#### [Exercise directions]
Print the lines that run from the line with "chengliangli0918, line 108: use" to the line with "AbelHu, line 19: Is default empty?", keeping both end lines, exactly as they appear in the entries below, and nothing else.

[Records drawn from a dataset]
──────────────────────────────
PR #3820, opened 2023-11-10
feat: use nvidia gpu driver install script in windows cse

calvin197:
**What type of PR is this?**
kind feature

We need this PR to for the AKS Windows GPU Feature

Fixes #

**Requirements**:
  
- [ ] includes documentation
- [ ] adds unit tests

**Release note**:
```
none
```


staging/cse/windows/nvidiagpudriverfunc.ps1
```diff
@@ -0,0 +1,161 @@
...
+
+function Remove-InstallerFile {
+    param(
+        [Parameter(Mandatory = $true)]
+        [string]$InstallerPath
+    )
+  
+    Write-Log "Attempting to remove installer file at $InstallerPath..."
+  
+    try {
```
calvin197, line 154: To do: No need to try catch

.pipelines/templates/e2e-windows-template.yaml
```diff
@@ -95,6 +98,16 @@ jobs:
         export WINDOWS_E2E_IMAGE=${{ parameters.windowsImage }}
         export WINDOWS_DISTRO=${{ parameters.windowsDistro }}
         export WINDOWS_NODE_IMAGE_VERSION=${{ parameters.windowsNodeImageVersion }}
+        export CONFIG_GPU_DRIVER_IF_NEEDED=false
+        export GPU_SUFFIX=""
+        if [[ "${{ parameters.windowsGpuDriverSuffix }}" == "-grid" ]]; then
+          export WINDOWS_GPU_DRIVER_URL="https://download.microsoft.com/download/9/d/6/9d6f3611-ff0c-43bc-8958-fe7fb0ded78d/537.13_grid_win10_win11_server2019_server2022_dch_64bit_international_azure_swl.exe"
```
chengliangli0918, line 104: use the driver binaries uploaded to https://acs-mirror.azureedge.net/aks/windows/gpudrivers/grid

.pipelines/templates/e2e-windows-template.yaml
```diff
@@ -95,6 +98,16 @@ jobs:
...
+          export CONFIG_GPU_DRIVER_IF_NEEDED=true
+        fi
+        if [[ "${{ parameters.windowsGpuDriverSuffix }}" == "-cuda" ]]; then
+          export WINDOWS_GPU_DRIVER_URL="https://download.microsoft.com/download/a/c/a/aca6122c-3565-4f55-9d4d-56a1cecc6ba6/473.47-data-center-tesla-desktop-winserver-2019-2016-international.exe"
```
chengliangli0918, line 108: use the driver binaries uploaded to https://acs-mirror.azureedge.net/aks/windows/gpudrivers/cuda

.pipelines/e2e-windows.yaml
```diff
@@ -72,4 +72,32 @@ stages:
...
+
+- stage: test_2022_containerd_gen2_gpu_grid
+  dependsOn: []
+  condition: eq('${{ parameters.test2022containerdgen2 }}', True)
+  jobs:
+  - template: ./templates/e2e-windows-template.yaml
+    parameters:
+      windowsImage: 2022-containerd-gen2
+      windowsOSSKU: Windows2022
+      windowsVMSize: Standard_NV6
```
chengliangli0918, line 85: Standard_NV6 is V1 generation vm_size, it cannot be used together with gen2 distro aks-windows-2022-containerd-gen2

.pipelines/e2e-windows.yaml
```diff
@@ -72,4 +72,32 @@ stages:
...
+
+- stage: test_2022_containerd_gen2_gpu_cuda
+  dependsOn: []
+  condition: eq('${{ parameters.test2022containerdgen2 }}', True)
+  jobs:
+  - template: ./templates/e2e-windows-template.yaml
+    parameters:
+      windowsImage: 2022-containerd-gen2
+      windowsOSSKU: Windows2022
+      windowsVMSize: Standard_nc6_promo
```
chengliangli0918, line 99: Standard_NC6_prom is V1 generation vm_size, it cannot be used together with gen2 distro aks-windows-2022-containerd-gen2

chengliangli0918: use Standard_NC6s_v3 instead

.pipelines/e2e-windows.yaml
chengliangli0918: use Standard_NV6ads_A10_v5 instead.

AbelHu:
Please add tags `windows` `VHD`

.pipelines/e2e-windows.yaml
```diff
@@ -72,4 +80,32 @@ stages:
...
+  dependsOn: []
+  condition: eq('${{ parameters.test2022containerdgen2gpugrid }}', True)
+  jobs:
+  - template: ./templates/e2e-windows-template.yaml
+    parameters:
+      windowsImage: 2022-containerd-gen2
+      windowsOSSKU: Windows2022
+      windowsVMSize: Standard_NV6ads_A10_v5
+      windowsDistro: aks-windows-2022-containerd-gen2
+      windowsNodeImageVersion: AKSWindows-2022-containerd-gen2-test-2023.02.07
```
AbelHu, line 95: could we use latest instead of a specified version to avoid updating it from time to time?

.pipelines/templates/e2e-windows-template.yaml
```diff
@@ -14,6 +14,9 @@ parameters:
   - name: windowsNodeImageVersion
     type: string
     default: AKSWindows-2019-containerd-test-2023.02.07
+  - name: windowsGpuDriverSuffix
+    type: string
+    default:
```
AbelHu, line 19: Is default empty?

.pipelines/templates/e2e-windows-template.yaml
```diff
@@ -95,6 +99,17 @@ jobs:
         export WINDOWS_E2E_IMAGE=${{ parameters.windowsImage }}
         export WINDOWS_DISTRO=${{ parameters.windowsDistro }}
         export WINDOWS_NODE_IMAGE_VERSION=${{ parameters.windowsNodeImageVersion }}
+        export WINDOWS_GPU_DRIVER_SUFFIX=${{ parameters.windowsGpuDriverSuffix }}
+        if [[ "${WINDOWS_GPU_DRIVER_SUFFIX}" == "-grid" ]]; then
+            export WINDOWS_GPU_DRIVER_URL="https://acs-mirror.azureedge.net/aks/windows/gpudrivers/grid/537.13_grid_win10_win11_server2019_server2022_dch_64bit_international_azure_swl.exe"
```
AbelHu, line 104: Can we update the driver versions from a configuration file instead of this pipeline?

parts/windows/kuberneteswindowssetup.ps1
```diff
@@ -170,13 +170,19 @@ $global:EnableHostsConfigAgent = [System.Convert]::ToBoolean("{{ EnableHostsConf
 # These scripts are used by cse
 $global:CSEScriptsPackageUrl = "{{GetVariable "windowsCSEScriptsPackageURL" }}";
 
+# The windows nvidia gpu driver related urls are used by windows cse
```
AbelHu, line 173: urls => url?

staging/cse/windows/README
```diff
@@ -55,6 +55,9 @@ popd
 # AKS Windows CSE Scripts Package
 All files except *.test.ps1 and README will be published in AKS Windows CSE Scripts Package.
 
+## v0.0.35
+feat: update cse script package changes for aks windows gpu feature #3794
```
AbelHu, line 59: v0.0.35 should also include this commit https://github.com/Azure/AgentBaker/commit/1c875831b2c7119c233510e8e60e374ad4d74bd2

`feat: optimize resize-osdrive replacing get-partitionsupportedsize with diskpart #3804`

AbelHu: With checking the history of the folder `staging/cse/windows`
https://github.com/Azure/AgentBaker/commits/master/staging/cse/windows

.pipelines/e2e-windows.yaml
```diff
@@ -72,4 +80,32 @@ stages:
...
+
+- stage: test_2022_containerd_gen2_gpu_grid
+  dependsOn: []
+  condition: eq('${{ parameters.test2022containerdgen2gpugrid }}', True)
+  jobs:
+  - template: ./templates/e2e-windows-template.yaml
+    parameters:
+      windowsImage: 2022-containerd-gen2
+      windowsOSSKU: Windows2022
+      windowsVMSize: Standard_NV6ads_A10_v5
```
AbelHu, line 93: It may be better to set vmsize via variables since we may hit the quota issue.

.pipelines/e2e-windows.yaml
calvin197: I am following the existing pattern for non-GPU Windows E2E. Maybe @junjiezhang1997 can chime in to see how we can achieve that, perhaps in a separate PR?

.pipelines/e2e-windows.yaml
calvin197: I agree it could hit the quota issue. Is there an existing pattern that we're choosing available vm size dynamically in e2e testing?

.pipelines/templates/e2e-windows-template.yaml
calvin197: Can I create two params in e2e-windows-template.yaml, then set it and pass it from e2e-windows.yaml?

calvin197:
> Please add tags `windows` `VHD`

calvin197:
> Please add tags `windows` `VHD`

I am not sure what kind of tags you are referring to. Could you please clarify?

.pipelines/e2e-windows.yaml
junjiezhang1997: This variable is not used to deploy test vmss now. Actually, we obtain the latest image to deploy test vmss in https://github.com/Azure/AgentBaker/blob/master/e2e/windows/e2e-scenario.sh#L143.

.pipelines/templates/e2e-windows-template.yaml
AbelHu: It seems like that this is required and we set it in e2e-windows.yaml so I think that we should not set a default value (empty).

.pipelines/templates/e2e-windows-template.yaml
calvin197: Or do you mean that we can create a centralized template file to update the driver urls in only one place? Something like https://github.com/Azure/azhpc-extensions/blob/master/NvidiaGPU/resources.json used by the vm extension?

.pipelines/templates/e2e-windows-template.yaml
calvin197: It is not required for non-gpu scenario to set a value in e2e-windows.yaml. We don't want to force non-gpu scenario to set a value for gpu related stuffs in e2e-windows.yaml so I set a default value of an empty string. The empty string will be passed down so that we don't append a suffix to those non-gpu scenarios artifacts. 

For example, line 71 in e2e-windows-template.yaml:
      `artifact: ${{ parameters.windowsImage }}${{ parameters.windowsGpuDriverSuffix }}-clusterConfig`

.pipelines/e2e-windows.yaml
junjiezhang1997: The variable windowsNodeImageVersion is not used to deploy test vmss now. We use https://github.com/Azure/AgentBaker/blob/master/e2e/windows/e2e-scenario.sh#L143 to obtain the latest image to deploy test vmss. So I think gpu case should already use latest image now. We can check it in Azure Portal when running the test.

e2e/windows/e2e-starter.sh
```diff
@@ -8,7 +8,7 @@ log "Starting e2e tests"
 
 # Create a resource group for the cluster
 log "Creating resource group"
-E2E_RESOURCE_GROUP_NAME="$AZURE_E2E_RESOURCE_GROUP_NAME-$WINDOWS_E2E_IMAGE-$K8S_VERSION"
+E2E_RESOURCE_GROUP_NAME="$AZURE_E2E_RESOURCE_GROUP_NAME-$WINDOWS_E2E_IMAGE$WINDOWS_GPU_DRIVER_SUFFIX-$K8S_VERSION"
```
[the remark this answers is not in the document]
calvin197: Just added the suffix to the cse logs filename. 

todo: check the new test run artifact name to verify the change.

.pipelines/e2e-windows.yaml
calvin197: I just verified with @junjiezhang1997 that the test vm is indeed using the latest image.

e2e/windows/e2e-starter.sh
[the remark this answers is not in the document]
calvin197: verified the gpu log name is now appended with the gpu suffix, and it also does not affect the non gpu log filename.

.pipelines/e2e-windows.yaml
junjiezhang1997: This variable is not used by test vm anymore. Create a task to remove it later.

.pipelines/templates/e2e-windows-template.yaml
AbelHu: I think that we should define the gpu drivers in agentbaker to avoid failures caused by external changes.

.pipelines/e2e-windows.yaml
calvin197: added pipeline params to choose available vm size. 
todo: remove e2e resource and rerun gpu scenarios to ensure the vm size is. correctly populated from the pipeline params.

.pipelines/templates/e2e-windows-template.yaml
junjiezhang1997: I think the main concern here is how to align the driver versions for test with the driver versions in prod environment. We should avoid to update the urls manually every time the new driver versions are released.

AbelHu (approved):
LGTM. Thanks for the PR. Please address those unresolved comments in next PR.

.pipelines/templates/e2e-windows-template.yaml
calvin197: Just added a task to track this issue. This issue will be resolved later. 

https://msazure.visualstudio.com/CloudNativeCompute/_workitems/edit/25951813

.pipelines/e2e-windows.yaml
junjiezhang1997: Seems like you haven't use the pipeline params in this yaml file.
──────────────────────────────
#### [Output below]
chengliangli0918, line 108: use the driver binaries uploaded to https://acs-mirror.azureedge.net/aks/windows/gpudrivers/cuda

.pipelines/e2e-windows.yaml
```diff
@@ -72,4 +72,32 @@ stages:
...
+
+- stage: test_2022_containerd_gen2_gpu_grid
+  dependsOn: []
+  condition: eq('${{ parameters.test2022containerdgen2 }}', True)
+  jobs:
+  - template: ./templates/e2e-windows-template.yaml
+    parameters:
+      windowsImage: 2022-containerd-gen2
+      windowsOSSKU: Windows2022
+      windowsVMSize: Standard_NV6
```
chengliangli0918, line 85: Standard_NV6 is V1 generation vm_size, it cannot be used together with gen2 distro aks-windows-2022-containerd-gen2

.pipelines/e2e-windows.yaml
```diff
@@ -72,4 +72,32 @@ stages:
...
+
+- stage: test_2022_containerd_gen2_gpu_cuda
+  dependsOn: []
+  condition: eq('${{ parameters.test2022containerdgen2 }}', True)
+  jobs:
+  - template: ./templates/e2e-windows-template.yaml
+    parameters:
+      windowsImage: 2022-containerd-gen2
+      windowsOSSKU: Windows2022
+      windowsVMSize: Standard_nc6_promo
```
chengliangli0918, line 99: Standard_NC6_prom is V1 generation vm_size, it cannot be used together with gen2 distro aks-windows-2022-containerd-gen2

chengliangli0918: use Standard_NC6s_v3 instead

.pipelines/e2e-windows.yaml
chengliangli0918: use Standard_NV6ads_A10_v5 instead.

AbelHu:
Please add tags `windows` `VHD`

.pipelines/e2e-windows.yaml
```diff
@@ -72,4 +80,32 @@ stages:
...
+  dependsOn: []
+  condition: eq('${{ parameters.test2022containerdgen2gpugrid }}', True)
+  jobs:
+  - template: ./templates/e2e-windows-template.yaml
+    parameters:
+      windowsImage: 2022-containerd-gen2
+      windowsOSSKU: Windows2022
+      windowsVMSize: Standard_NV6ads_A10_v5
+      windowsDistro: aks-windows-2022-containerd-gen2
+      windowsNodeImageVersion: AKSWindows-2022-containerd-gen2-test-2023.02.07
```
AbelHu, line 95: could we use latest instead of a specified version to avoid updating it from time to time?

.pipelines/templates/e2e-windows-template.yaml
```diff
@@ -14,6 +14,9 @@ parameters:
   - name: windowsNodeImageVersion
     type: string
     default: AKSWindows-2019-containerd-test-2023.02.07
+  - name: windowsGpuDriverSuffix
+    type: string
+    default:
```
AbelHu, line 19: Is default empty?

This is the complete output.